366: Capítulo 366 Amenazarla para que se vaya con él.

Nathen miró a Darlene frente a él.

Hoy iba vestida de negro.

Normalmente llevaba el pelo largo sobre los hombros.

En ese momento, lo llevaba cuidadosamente recogido detrás de la cabeza.

No llevaba maquillaje y sus labios estaban ligeramente pálidos.

Ella intentaba disimularlo, pero el cansancio y el disgusto en sus ojos aún podían ser vistos fácilmente por él.

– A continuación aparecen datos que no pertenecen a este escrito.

PR #285, opened 2015-11-02
Minor fixes

maxalbert:


philippjfr:
Thanks for those, we really need to improve our documentation. Ideally we'd also have the tests passing but there's currently an issue with an update to the freetype library changing the fonts, which messes with our visual comparison tests, I'll try to get to that tonight. Since these are just changes to the docs, I'll just go ahead and merge the PR.

maxalbert:
Thanks!

PR #286, opened 2015-11-04
put the right sticker to this Milestone

stonebig:


stonebig:
would really be nice

philippjfr:
Sorry we didn't merge this right away. The v1.4.1a release was really just a stopgap for a project we were working on and doesn't include the major features we actually want to include in the 1.4 release. However, I see no reason not to merge this for the time being, @jlstevens thoughts?

jlstevens:
I'm not sure how this will interact with the versioning system we use and definitely won't work with ``setup.py upload`` or ``setup.py sdist`` though I would hope those are only needed when actually releasing.

I suppose my question is really why this needs to be changed. What purpose does it serve? We are still on 1.3.2 until 1.4.1 is released. I realize that this version string doesn't match the latest tag but why does it need to? These are genuine questions -  if there is a practical reason why making this change is helpful to people then I would be happy to merge.

stonebig:
I generated an Holoviews wheel for WinPython after you tagged a 1.4.1a
I obtained a '1.3.2' which is wrong, as it was '1.4.1a1 or better'
==> changing the dev. version on source to '1.4.1a1' before tagging it '1.4.1a1' would have been nice.

jlstevens:
> I generated an Holoviews wheel for WinPython

Thanks! I didn't know any one else was building releases for HoloViews. In this case, the PR does make sense and I'll merge it now.

Sorry for not merging it earlier - I didn't really understand what it was supposed to achieve (I guess I should have asked).

PR #296, opened 2015-11-19
fix variable name apearing with dollar signs around it

almarklein:


jlstevens:
Ah that one slipped through (MathJax didn't work out for us on the website). Would you like me to merge right away or leave this open so you can add more fixes if you find them?

almarklein:
I think you can merge it now.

Su sencillo atuendo y su aspecto parecían aburridos y sosos.

Sin embargo, cuando ella los llevaba puestos, había un tipo diferente de belleza.

Todavía se sentía incapaz de apartar los ojos de ella cuando la miraba.

Pensando en los dos últimos años, había confundido a Kelly con Darlene.

Nathen no pudo evitar pensar que si Darlene hubiera vuelto antes, se habría dado cuenta antes de la pésima actuación de Kelly.

Kelly era mucho peor que Darlene.

O, en otras palabras, las dos simplemente no se pueden comparar.

Nathen no se amilanó en absoluto delante de todos los presentes.

Se puso delante de Darlene y la detuvo con una sonrisa, luego la midió sin escrúpulos.

Darlene se sintió incómoda bajo su mirada, pero su tono y su expresión permanecieron tranquilos.

—Dr.

Elicott.

Tras saludarle, asintió levemente con la cabeza y pareció que se disponía a caminar a su alrededor, sin intención de decir una palabra más.

Cuando Nathen vio que estaba a punto de pasar junto a él, dio un paso a un lado y, naturalmente, volvió a detenerla.

Sonaba como si estuviera negociando, pero su tono era desagradable.

—Darlene, siento tu pérdida.

Has estado trabajando mucho últimamente.

Cuando termine el funeral, ¿puedes considerar ir a otro lugar para relajarte y descansar un rato?

Y continuó —He elegido varias propiedades.

Una está en Biltmore Hillside Villas.

Está situada a media montaña, y es una zona maravillosa para descansar y recuperarse.

El ambiente es fresco y elegante.

La otra está en la costa de Houston, y allí el clima es como primaveral todo el año.

¿Cuál prefieres?

Darlene intentó pasar junto a él, pero se quedó bloqueada de nuevo.

Frunció el ceño y le miró.

—Gracias, pero no hace falta.

Estoy bien aquí.

Dr.

Elicott, si tiene tiempo, ¿por qué no colabora con el tratamiento de la terapeuta?

Su hermana es muy buena terapeuta y creo que puede hablar más con ella.

Nathen sonrió.

—Pero creo que usted es el mejor terapeuta para mí.

¿Por qué no me tratas tú?

Prometo cooperar.

Lo que creas que no me va bien y lo que creas que me va mal, puedo cambiarlo.

No me negaré a cualquier medicina que quieras que tome y a lo que quieras que haga.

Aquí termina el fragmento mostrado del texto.